___ Provided data

PR #69, opened 2024-07-30
refactor: add flexibility for dory verifier folding

JayWhite2357:
# Rationale for this change

We need to add the Dynamic Dory commitment scheme. In order to make the existing methods work with the dynamic dory commitment scheme, the method that folds the s tensors within the verify methods needs to be modified. In particular, it needs to have access to all the folding factors at a time in order to fold properly.

The folding of the s tensor is now done once within the `fold_scalars_0_verify` rather than accumulating within each round.
There are 2 main changes to accomplish this:
* During each round/call of `extended_dory_reduce_verify`, instead of mutating the s tensors, the `alpha` folding factors are added to the `state`.
* `fold_s_tensors_verify` is added as a parameter to `extended_dory_inner_product_verify` and `fold_scalars_0_verify`

# Are these changes tested?

Existing tests pass.

### DIFF
--- a/crates/proof-of-sql/src/proof_primitive/dory/extended_dory_inner_product.rs
+++ b/crates/proof-of-sql/src/proof_primitive/dory/extended_dory_inner_product.rs
@@ -1,6 +1,6 @@
 use super::{
     scalar_product_prove, scalar_product_verify, DoryMessages, ExtendedProverState,
-    ExtendedVerifierState, ProverSetup, VerifierSetup,
+    ExtendedVerifierState, ProverSetup, VerifierSetup, F,
 };
 use crate::proof_primitive::dory::{
     extended_dory_reduce_prove, extended_dory_reduce_verify, fold_scalars_0_prove,
@@ -34,6 +34,7 @@ pub fn extended_dory_inner_product_verify(
     transcript: &mut Transcript,
     mut state: ExtendedVerifierState,
     setup: &VerifierSetup,
+    fold_s_tensors_verify: impl Fn(&ExtendedVerifierState) -> (F, F),
 ) -> bool {
     let nu = state.base_state.nu;
     assert!(setup.max_nu >= nu);
@@ -42,6 +43,7 @@ pub fn extended_dory_inner_product_verify(
             return false;
         }
     }
-    let base_state = fold_scalars_0_verify(messages, transcript, state, setup);
+    let base_state =
+        fold_scalars_0_verify(messages, transcript, state, setup, fold_s_tensors_verify);
     scalar_product_verify(messages, transcript, base_state, setup)
 }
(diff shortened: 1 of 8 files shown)


crates/proof-of-sql/src/proof_primitive/dory/extended_dory_inner_product.rs
```diff
@@ -34,6 +34,7 @@ pub fn extended_dory_inner_product_verify(
     transcript: &mut Transcript,
     mut state: ExtendedVerifierState,
     setup: &VerifierSetup,
+    fold_s_tensors_verify: fn(&ExtendedVerifierState) -> (F, F),
```
tlovell-sxt, line 37: NIT: for functions as parameters, using a trait bound instead of a fn pointer is a little more flexible for other use cases (like closures)
```suggestion
    fold_s_tensors_verify: impl Fn(&ExtendedVerifierState) -> (F, F),
```

crates/proof-of-sql/src/proof_primitive/dory/fold_scalars.rs
```diff
@@ -33,11 +33,11 @@ pub fn fold_scalars_0_verify(
     transcript: &mut Transcript,
     mut state: ExtendedVerifierState,
     setup: &VerifierSetup,
+    fold_s_tensors_verify: fn(&ExtendedVerifierState) -> (F, F),
```
tlovell-sxt, line 36: NIT: same comment
```suggestion
    fold_s_tensors_verify: impl Fn(&ExtendedVerifierState) -> (F, F),
```

tlovell-sxt (approved):
approved w/ nits

crates/proof-of-sql/src/proof_primitive/dory/extended_dory_reduce_helper.rs
```diff
@@ -104,12 +104,19 @@ pub fn extended_dory_reduce_verify_update_Es(
...
+            .iter()
+            .zip(state.alphas.iter())
+            .map(|(s, a)| (F::ONE - s) * a + s)
+            .product(),
+        state
+            .s2_tensor
+            .iter()
+            .zip(state.alpha_invs.iter())
+            .map(|(s, a)| (F::ONE - s) * a + s)
+            .product(),
```
jacobtrombetta, line 120: Is `s` an element of the tensor and `a` an element of alpha? I would think `.map(|(s, a)| (F::ONE - s) * a + s)`  should be `.map(|(s, a)| (F::ONE - a) * s + a)` to match the previous code? But the tests are passing, so I might be misunderstanding something?

JayWhite2357: Good eye. This is why it works:

$$(1 - s) \cdot a + s = a - s\cdot a + s = s - a\cdot s + a = (1 - a) \cdot s + a$$

jacobtrombetta (approved):
LGTM

tlovell-sxt (approved):

PR #70, opened 2024-07-30
feat: improve numerical operations

iajoiner:
# Rationale for this change
Postprocessing and proving share a lot of numerical operations so we should clean them up and unify them. This is the first PR in the process.

- move `ColumnType` manipulation from `sql::ast` to `base::database` since it is not for proving only
- define `ColumnOperationError`

# Are these changes tested?
Yes.


crates/proof-of-sql/src/base/database/column_operation.rs
```diff
@@ -0,0 +1,202 @@
...
+            (Self::SmallInt(lhs), Self::SmallInt(rhs)) => Ok(Self::SmallInt(add_vecs(lhs, rhs))),
+            (Self::SmallInt(lhs), Self::Int(rhs)) => Ok(Self::Int(add_vecs_with_casting(lhs, rhs))),
+            (Self::SmallInt(lhs), Self::BigInt(rhs)) => {
+                Ok(Self::BigInt(add_vecs_with_casting(lhs, rhs)))
+            }
+            (Self::SmallInt(lhs), Self::Int128(rhs)) => {
+                Ok(Self::Int128(add_vecs_with_casting(lhs, rhs)))
+            }
+            (Self::SmallInt(lhs), Self::Decimal75(precision, scale, rhs)) => {
+                add_decimal_columns(lhs, rhs, 5, 0, precision.value(), scale)
```
JayWhite2357, line 102: Either this is wrong, or the one below is.
```suggestion
                add_decimal_columns(lhs, rhs, 0, 5, precision.value(), scale)
```

crates/proof-of-sql/src/base/database/column_operation.rs
```diff
@@ -0,0 +1,202 @@
...
+    left_scale: i8,
+    right_precision_value: u8,
+    right_scale: i8,
+) -> ColumnOperationResult<OwnedColumn<S>>
+where
+    S: Scalar + core::convert::From<T0> + core::convert::From<T1>,
+    T0: Copy,
+    T1: Copy,
+{
+    let new_scale = left_scale.max(right_scale);
```
JayWhite2357, line 52: I wonder if the following would be simpler:
```
if left_scale = right_scale {
    // call either `add_vecs` or `add_vecs_with_casting`, not sure which one.
} else if left_scale > right_scale {
    // call `add_decimal_columns` with `lhs` and `rhs` reversed.
} else {
    // only the rhs needs to be scaled up, which should simplify the code
}
```

crates/proof-of-sql/src/base/database/column_operation.rs
iajoiner: Nah. Precision before scale.

crates/proof-of-sql/src/base/database/column_operation.rs
```diff
@@ -0,0 +1,202 @@
...
+            }
+            (Self::Int128(lhs), Self::Int128(rhs)) => Ok(Self::Int128(add_vecs(lhs, rhs))),
+            (Self::Int128(lhs), Self::Decimal75(precision, scale, rhs)) => {
+                add_decimal_columns(lhs, rhs, 39, 0, precision.value(), scale)
+            }
+            (Self::Int128(lhs), Self::Scalar(rhs)) => {
+                Ok(Self::Scalar(add_vecs_with_casting(lhs, rhs)))
+            }
+            (Self::Decimal75(precision, scale, lhs), Self::SmallInt(rhs)) => {
+                add_decimal_columns(rhs, lhs, 5, 0, precision.value(), scale)
```
JayWhite2357, line 154: This is what I meant. I didn't look close enough on the previous comment.
```suggestion
                add_decimal_columns(rhs, lhs, precision.value(), scale, 5, 0)
```

crates/proof-of-sql/src/base/database/column_operation.rs
JayWhite2357: Right. See my other comment.

crates/proof-of-sql/src/base/database/column_operation.rs
JayWhite2357: Oh, never mind, I see that you have `rhs` coming first here.

crates/proof-of-sql/src/base/database/column_operation.rs
```diff
@@ -0,0 +1,364 @@
...
+    let new_scale = new_column_type.scale().expect("numeric columns have scale");
+    let left_upscale = new_scale
+        - left_column_type
+            .scale()
+            .expect("numeric columns have scale");
+    let right_upscale = new_scale
+        - right_column_type
+            .scale()
+            .expect("numeric columns have scale");
+    // One of left_scale and right_scale is 0 so we can avoid scaling when unnecessary
```
JayWhite2357, line 156: What if both are `0`?

crates/proof-of-sql/src/base/database/column_operation.rs
```diff
@@ -0,0 +1,364 @@
...
+        let left_precision_value = lhs.precision_value().unwrap_or(0);
+        let right_precision_value = rhs.precision_value().unwrap_or(0);
+        let precision_value = left_precision_value + right_precision_value + 1;
+        let precision = Precision::new(precision_value).map_err(|_| {
+            ColumnOperationError::DecimalConversionError(DecimalError::InvalidPrecision(format!(
+                "Required precision {} is beyond what we can support",
+                precision_value
+            )))
+        })?;
+        let left_scale = lhs.scale().unwrap_or(0);
```
JayWhite2357, line 91: If `scale` returns none, it should mean there is no scale (e.g. VarChar).
If the type actually has a scale of 0, then scale should return `Some(0)`.

JayWhite2357: Same applies to `precision_value`.

crates/proof-of-sql/src/base/database/column_operation.rs
iajoiner: We can make it another special case

crates/proof-of-sql/src/base/database/column_operation.rs
```diff
@@ -0,0 +1,371 @@
...
+    let right_upscale = new_scale
+        - right_column_type
+            .scale()
+            .expect("numeric columns have scale");
+    // One of left_scale and right_scale is 0 so we can avoid scaling when unnecessary
+    let scalars: Vec<S> = if right_upscale == 0 {
+        lhs.iter()
+            .zip(rhs)
+            .map(|(l, r)| -> ColumnOperationResult<S> {
+                Ok(scale_scalar(S::from(*l), left_upscale)? + S::from(*r))
```
JayWhite2357, line 163: `scale_scalar` has to compute the 10^left_upscale each time here, which will by far dominate the conversion.
If you do the `upscale_factor = 10^left_upscale` outside of the iter, you can simply do:
```suggestion
S::from(*l) * upscale_factor + S::from(*r)
```
and even avoid the `Ok`.

crates/proof-of-sql/src/base/math/decimal.rs
```diff
@@ -187,17 +187,20 @@ pub(crate) fn try_into_to_scalar<S: Scalar>(
 /// Scale scalar by the given scale factor. Negative scaling is not allowed.
 /// Note that we do not check for overflow.
 pub(crate) fn scale_scalar<S: Scalar>(s: S, scale: i8) -> DecimalResult<S> {
```
JayWhite2357, line 189: See earlier comment. I almost think it would be better to drop this method in favor of a `Scalar::exp10(power: i8) -> Scalar` method. 10 and 1/10 could easily be associated constants on the `Scalar` trait to handle negative powers nicely as well.
Then, we could replace
`scale_scalar(value, scale_factor)` with 
`value * Scalar::exp10(scale_factor)` which is much more readable in my opinion and doesn't need to return a `Result`.

JayWhite2357 (approved):

PR #73, opened 2024-07-31
feat: range check node

drcapybara:
# Rationale for this change

Range checks are useful constructions in ZK argument systems for efficiently proving that a value falls within a certain range. This PR updates the existing range check mechanisms to improve efficiency and proof asymptotic performance of the existing approach.

range check TODO:

1. - [ ] varying word width - want bits in word size to match log of width of table, need to adjust committable column types, need a lower bound on word size -
2. - [ ] log deriv - needs commitment to all possible values in word
3. - [ ] drop unused words

# Are these changes tested?


crates/proof-of-sql/src/sql/ast/range_check_test_expr.rs
```diff
@@ -0,0 +1,139 @@
...
+
+    fn prover_evaluate<'a>(
+        &self,
+        builder: &mut ProofBuilder<'a, S>,
+        alloc: &'a Bump,
+        accessor: &'a dyn DataAccessor<S>,
+    ) {
+        let a = accessor.get_column(self.column);
+
+        let scalar_vector = a.clone().to_scalar_with_scaling(1);
```
JayWhite2357, line 41:
```suggestion
        let scalar_vector = a.clone().to_scalar_with_scaling(0);
```

crates/proof-of-sql/src/sql/ast/range_check.rs
```diff
@@ -0,0 +1,88 @@
...
+        .map(|s| unsafe {
+            // Convert Scalar to [u64; 4] and then to &[u8]
+            let scalar_array: [u64; 4] = (*s).into(); // Using `Into` trait to convert Scalar directly
+            let scalar_bytes: &[u8] = std::slice::from_raw_parts(
+                scalar_array.as_ptr() as *const u8,
+                32, // Each u64 is 8 bytes, so [u64; 4] is 32 bytes
+            );
+            &scalar_bytes[..31] // Take the first 31 bytes
+        })
+        .collect();
```
JayWhite2357, line 37: I don't think this is doing what you think it's doing. Extract it into a function and add unit tests.

crates/proof-of-sql/src/sql/ast/range_check_test_expr.rs
```diff
@@ -0,0 +1,139 @@
...
+        HashSet::from([self.column])
+    }
+
+    fn count(
+        &self,
+        builder: &mut CountBuilder,
+        _accessor: &dyn MetadataAccessor,
+    ) -> Result<(), ProofError> {
+        builder.count_anchored_mles(0);
+        builder.count_intermediate_mles(32);
```
JayWhite2357, line 78: You are only expecting 31 intermediate mles, right?
```suggestion
        builder.count_intermediate_mles(31);
```

crates/proof-of-sql/src/sql/ast/range_check_test_expr.rs
```diff
@@ -0,0 +1,139 @@
...
+        builder.count_result_columns(0);
+        builder.count_subpolynomials(1);
+        builder.count_degree(2);
```
JayWhite2357, line 81: You don't currently add any sumcheck constraints/subpolynomials.

```suggestion
        builder.count_subpolynomials(0);
        builder.count_degree(2);
```

OR

```suggestion
```

PR #76, opened 2024-08-01
refactor: explicitly mention all enum variants in `ColumnType::precision_value` and `ColumnType::scale`

iajoiner:
# Rationale for this change
This is a clean and explicit solution. Note that for all timestamp types we have `scale = 0` since in #75 time unit is removed anyway. Also this is a refactoring since it doesn't affect functionality.

- Explicitly mention all enum variants in `ColumnType::precision_value` and `ColumnType::scale`

# Are these changes tested?
Yes


tlovell-sxt (approved):
Good stuff, thanks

______

_Work instructions_
The answer should be one number: how many lines in the data contain the word "opened".

_Reply_
4